Tinned salmon is nasty. Get the Tuna down ya instead.

Cheers

Diggy


----------



## kingdale (Nov 2, 2010)

proper love salmon steaks fresh not sure why tinned is so much worse. looks like ill be force feeding it


----------



## thermique (Sep 15, 2010)

Love every other form of salmon bar tinned. Much prefer to have tuna or tinned sardines/makrel (bones just turn to mush there).


----------



## Mighty Sparrow (Apr 10, 2011)

Tinned sweetcorn and a bit of mayo, mix it all up together. Yum!!


----------



## Hera (May 6, 2011)

I actually like tinned salmon with a bit of mayo & pepper along with a decent salad with vinegarette


----------



## Conscript (Sep 5, 2010)

I used to eat it on toast with a fair helping of tabasco but never really liked it tbh, these days the only oily fish I eat is smoked honey glazied and cracked black peppered mackerel......I could eat that all day everyday... :drool:


----------



## Hera (May 6, 2011)

Conscript said:


> I used to eat it on toast with a fair helping of tabasco but never really liked it tbh, these days the only oily fish I eat is smoked honey glazied and cracked black peppered mackerel......I could eat that all day everyday... :drool:


I often have mackeral...smoked is nice as well as honey glazed...but that can sometimes be too sweet for me. A bit for breakie with slow roasted tomatoes goes down well.


----------



## Uriel (Oct 14, 2008)

try firing in a bit of curry sauce, chilli sauce, mayo, lemon juice and pepper, (NOT ALL TOGETHER)

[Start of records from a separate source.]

PR #67, opened 2023-07-21
System defined taxonomies

ChrisChV:
## Description

Subclasses related to build System-defined taxonomies:

- [Docs updated](https://github.com/openedx/openedx-learning/pull/67/files#diff-e20a5299480027adca1a87aac4dea6d00797403cc0a23aab43bf0204ddb3a069) to reflect the new architecture of taxonomies.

anything to lube it up - give it taste and get it down, its not bad food

tbh - i'd mix it with a can of tommy soup too but i'm a dirty cnut, yumm


----------



## Conscript (Sep 5, 2010)

Katy said:


> I often have mackeral...smoked is nice as well as honey glazed...but that can sometimes be too sweet for me. A bit for breakie with slow roasted tomatoes goes down well.


Yeah it is quite sweet tbf, I sometimes add a pinch of lazy garlic and squeeze a quarter lemon over them with a splash of tabasco (I do the same with muscles - seafood ;0) )...Mmmmmm  (  )


----------



## Omega321 (Dec 21, 2009)

Half a pot of mayo and salad cream! Does it for me


----------



## J55TTC (Nov 2, 2009)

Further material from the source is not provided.